# Furry Fiesta questions



## CannonFodder (Nov 16, 2009)

I know it's the 19th to the 21st but how long is the con?
I mean should I book the 18th or the 22nd too?
Do events start on the morning of the 19th, do they end evening on the 21st?
If you've been before can you tell me some stuff I need to know.
Also I know the clock out time is 12:00 and clock in time is 3:00pm, but can you clock in before 3?
Also if anyone else has questions post them on this thread so others can answer them too.


----------



## Istanbul (Nov 16, 2009)

Events start on the morning of the 19th (Friday), though people who pre-register will be able to pick up their stuff during a brief period on Thursday night if they like. They end toward the end of the 21st (Sunday). 

You're welcome to reserve your room for Thu-Fri-Sat-Sun - and a lot of people do, because official events are far from all there is to Furry Fiesta - but programming begins and ends at the aforementioned times.

Based on my experience in the hotel industry, I can tell you that you *might* be able to clock in before 3pm...but there's absolutely no guarantee of it.


----------



## kusanagi-sama (Nov 16, 2009)

Good question is:  Is the room rate $89 for the entire event, or $89 a night?


----------



## CannonFodder (Nov 16, 2009)

kusanagi-sama said:


> Good question is:  Is the room rate $89 for the entire event, or $89 a night?


It's per night


----------



## kusanagi-sama (Nov 16, 2009)

CannonFodder said:


> It's per night



Ouch, that is expensive.  Three days is $267 not counting any taxes, $356 before taxes for four days.


----------



## CannonFodder (Nov 16, 2009)

kusanagi-sama said:


> Ouch, that is expensive.  Three days is $267 not counting any taxes, $356 before taxes for four days.


I'm offering people to stay in my room for $50 TOTAL because I'm covering $150 towards the room.
I still need two other people.


Hey should I book for Thursday-Sunday or Friday-Monday?


----------



## kusanagi-sama (Nov 16, 2009)

CannonFodder said:


> I'm offering people to stay in my room for $50 TOTAL because I'm covering $150 towards the room.
> I still need two other people.
> 
> 
> Hey should I book for Thursday-Sunday or Friday-Monday?



Thursday-Sunday is probably good.


----------



## CannonFodder (Nov 16, 2009)

Also can you clock in later than 3pm?


----------



## kusanagi-sama (Nov 16, 2009)

CannonFodder said:


> Also can you clock in later than 3pm?



From what I remember with my Dad checking into hotels on vacations, its usually noon, but they can make an exception.


----------



## Istanbul (Nov 16, 2009)

You can check in later than 3p. It's not until midnight (roughly) that you become a no-show.
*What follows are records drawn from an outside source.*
Issue #105, opened 2016-01-21
POST to ToOne relationship with existing element fails


DeathByTape:
a `POST` to a `ToOne` relationship where an element already exists fails. It drops into `RecordTerminalState` rather than `CollectionTerminalState`.

We expect the behavior of this would be a full replacement of the existing `ToOne` relationship with the new one.

DeathByTape:
Done in #108

PR #108, opened 2016-01-25
Fixed posting to to-one relationships.

DeathByTape:
PR addressing https://github.com/yahoo/elide/issues/105

### DIFF
--- a/elide-core/src/main/java/com/yahoo/elide/parsers/state/RecordTerminalState.java
+++ b/elide-core/src/main/java/com/yahoo/elide/parsers/state/RecordTerminalState.java
@@ -10,6 +10,7 @@ import com.yahoo.elide.core.PersistentResource;
 import com.yahoo.elide.core.RequestScope;
 import com.yahoo.elide.core.exceptions.ForbiddenAccessException;
 import com.yahoo.elide.core.exceptions.InvalidEntityBodyException;
+import com.yahoo.elide.core.exceptions.InvalidOperationException;
 import com.yahoo.elide.jsonapi.document.processors.DocumentProcessor;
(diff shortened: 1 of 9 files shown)


elide-core/src/main/java/com/yahoo/elide/parsers/state/RecordTerminalState.java
```diff
@@ -37,9 +37,15 @@
 @ToString
 public class RecordTerminalState extends BaseState {
     private final PersistentResource record;
+    private final Optional<CollectionTerminalState> collectionTerminalState;
 
     public RecordTerminalState(PersistentResource record) {
+        this(record, null);
+    }
+
+    public RecordTerminalState(PersistentResource record, CollectionTerminalState collectionTerminalState) {
```
wcekan: Add a comment like "Handle ToOne collection as a Record terminal state"

elide-core/src/main/java/com/yahoo/elide/parsers/state/RecordTerminalState.java
```diff
@@ -49,6 +55,14 @@ public RecordTerminalState(PersistentResource record) {
     }
 
     @Override
+    public Supplier<Pair<Integer, JsonNode>> handlePost(StateContext state) {
+        if (collectionTerminalState.isPresent()) {
+            return collectionTerminalState.get().handlePost(state);
+        }
+        throw new IllegalStateException("Cannot POST to a record.");
```
wcekan: Should we make a new Illegal Request exception to return error code instead of 500?

wcekan:
:+1: LGTM

yahoocla:
CLA is valid!

PR #112, opened 2016-01-28
Add new SecurityMode

clayreimann:
SecurityMode.VERBOSE_ERRORS returns information about the particular
security failure that caused the request to fail.

### DIFF
--- a/elide-core/src/main/java/com/yahoo/elide/core/SecurityMode.java
+++ b/elide-core/src/main/java/com/yahoo/elide/core/SecurityMode.java
@@ -9,7 +9,7 @@ package com.yahoo.elide.core;
  * Enable or disable security.
  */
 public enum SecurityMode {
-    BYPASS_SECURITY,
-    VERBOSE_ERRORS,
-    ACTIVE
+    SECURITY_INACTIVE,
+    SECURITY_ACTIVE_VERBOSE,
+    SECURITY_ACTIVE
 }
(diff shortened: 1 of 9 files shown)


elide-core/src/main/java/com/yahoo/elide/core/SecurityMode.java
```diff
@@ -10,5 +10,6 @@
  */
 public enum SecurityMode {
     BYPASS_SECURITY,
+    VERBOSE_ERRORS,
```
DeathByTape: maybe `ACTIVE_VERBOSE` or `ACTIVE_WITH_ERRORS`? We should try to maintain some consistency so we don't have any confusion on what security modes are doing.

elide-core/src/main/java/com/yahoo/elide/core/exceptions/HttpStatusException.java
```diff
@@ -37,10 +38,12 @@ public HttpStatusException(String message, Throwable cause) {
         super(message, cause, true, log.isTraceEnabled());
     }
 
-    public Pair<Integer, JsonNode> getErrorResponse() {
+    public Pair<Integer, JsonNode> getErrorResponse(SecurityMode securityMode) {
+        boolean useProvidedMessage = getMessage() == null || securityMode == SecurityMode.VERBOSE_ERRORS;
```
DeathByTape: I don't think `getMessage() == null` is what we want here. This actually modifies the semantics of what we had. Anywhere we had a valid message before will now be swallowed since we determined whether or not to print a message iff `getMessage() != null`.

DeathByTape:
:+1:

yahoocla:
CLA is valid!

Issue #96, opened 2016-01-08
Support filtering by id


jkusa:
Currently, you can not execute a GET request and filter entities by `id`. This case is especially useful when performing an filter with an `in` operator. For example, requesting `comments` where `id ` is `in` `[1,5,7,8]`.

mcasperson:
+1

DeathByTape:
I will probably start working at getting this and #97 in as soon as we finish up the reworked security. We should (hopefully) be closing that up this week.

In the meantime, if anyone has some spare cycles to send a PR on this, that's also welcome :)

DeathByTape:
Fixed in https://github.com/yahoo/elide/pull/114

PR #114, opened 2016-02-01
Added support for ID filtering.

DeathByTape:
Filtering by id's.
PR addresses issue: https://github.com/yahoo/elide/issues/96


elide-core/src/main/java/com/yahoo/elide/core/PersistentResource.java
```diff
@@ -666,9 +667,16 @@ public Boolean isIdGenerated() {
...
-        Predicate idFilter = new Predicate(relation, Operator.IN, Collections.singletonList(id));
-        Set<Predicate> filters = Collections.singleton(idFilter);
+        Set<Predicate> filters;
+        // TODO: UUID's are troublesome here from Patch Extension. We should consider an alternative approach for this.
+        if (requestScope instanceof PatchRequestScope) {
+            filters = Collections.emptySet();
+        } else {
+            Object idVal = CoerceUtil.coerce(id,
+                    dictionary.getIdType(dictionary.getParameterizedType(getResourceClass(), relation)));
+            Predicate idFilter = new Predicate("id", Operator.IN, Collections.singletonList(idVal));
```
DeathByTape: Didn't denote, but this should be fixed. We probably shouldn't hardcode the text `id`.

wcekan:
can I also do 
```java
.get("/parent?include=children&filter[child.id]=4")
```

yahoocla:
CLA is valid!

elide-core/src/main/java/com/yahoo/elide/core/PersistentResource.java
clayreimann: We could achieve this with `dictionary.getIdField` which could just return `entityBinding(value.getClass()).getIdField()`

elide-datastore/elide-datastore-hibernate3/src/main/java/com/yahoo/elide/datastores/hibernate3/HibernateTransaction.java
```diff
@@ -186,7 +186,7 @@ public void commit() {
 
     @Override
     public <T> Collection filterCollection(Collection collection, Class<T> entityClass, Set<Predicate> predicates) {
-        if (collection instanceof PersistentBag && !predicates.isEmpty()) {
+        if ((collection instanceof AbstractPersistentCollection) && !predicates.isEmpty()) {
```
clayreimann: Why are we making this change?

DeathByTape: Because it was too restrictive and was hiding `Predicate` construction errors (i.e. we always constructed bad `Predicate`s for `PersistentSet`s). `PersistentBag != PersistentSet`, for instance. However, any sort of collection we can receive that is an `AbstractPersistentCollection` coming from Hibernate should work.

DeathByTape:
@wcekan I added such a test.

elide-core/src/main/java/com/yahoo/elide/core/PersistentResource.java
DeathByTape: Good idea! implemented now.

aklish:
:+1:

Also, I like to think that we have a decent rate; most con hotels are $100+ a night. (Also, trust me: once you see these rooms, you understand how good of a deal this really is.)


----------



## CannonFodder (Nov 16, 2009)

Istanbul said:


> You can check in later than 3p. It's not until midnight (roughly) that you become a no-show.
> 
> Also, I like to think that we have a decent rate; most con hotels are $100+ a night. (Also, trust me: once you see these rooms, you understand how good of a deal this really is.)


Thanks, do they charge your bank before hand, I only have a debit card not a credit card.


----------



## kusanagi-sama (Nov 17, 2009)

CannonFodder said:


> Thanks, do they charge your bank before hand, I only have a debit card not a credit card.



No, as I said before, they only charge you when you check in.


----------



## CannonFodder (Nov 17, 2009)

kusanagi-sama said:


> No, as I said before, they only charge you when you check in.


Thanks I just booked thursday-sunday(checking out on sunday)


----------



## Istanbul (Nov 17, 2009)

kusanagi-sama said:


> No, as I said before, they only charge you when you check in.



Close. They charge you when you check *out*. They'll take your credit card information when you check in, but if you decide that you want to pay with cash, you can totally do that.


----------



## kusanagi-sama (Nov 17, 2009)

Istanbul said:


> Close. They charge you when you check *out*. They'll take your credit card information when you check in, but if you decide that you want to pay with cash, you can totally do that.



Oh, my Dad has typically paid in cash in the past, so I suppose that's why when we left we always left the key in the room.


----------



## CannonFodder (Nov 17, 2009)

kusanagi-sama said:


> Oh, my Dad has typically paid in cash in the past, so I suppose that's why when we left we always left the key in the room.


Your dad is a furry too?


OH JEEZ NEED HELP QUICK!!!
I'm trying to arrange a ride there, but my folks want to drive me there and see the con.
Quick tips I need tips!
They know I'm furry but that'll be a train wreck and a half.


----------



## kusanagi-sama (Nov 18, 2009)

CannonFodder said:


> Your dad is a furry too?



No.  He's 67, he wouldn't have a clue what that is.

Why ask that?


----------



## CannonFodder (Nov 18, 2009)

kusanagi-sama said:


> No.  He's 67, he wouldn't have a clue what that is.
> 
> Why ask that?


You just phrased it strange.
Also can you help about what I said earlier in the thread.


----------



## kusanagi-sama (Nov 18, 2009)

CannonFodder said:


> You just phrased it strange.
> Also can you help about what I said earlier in the thread.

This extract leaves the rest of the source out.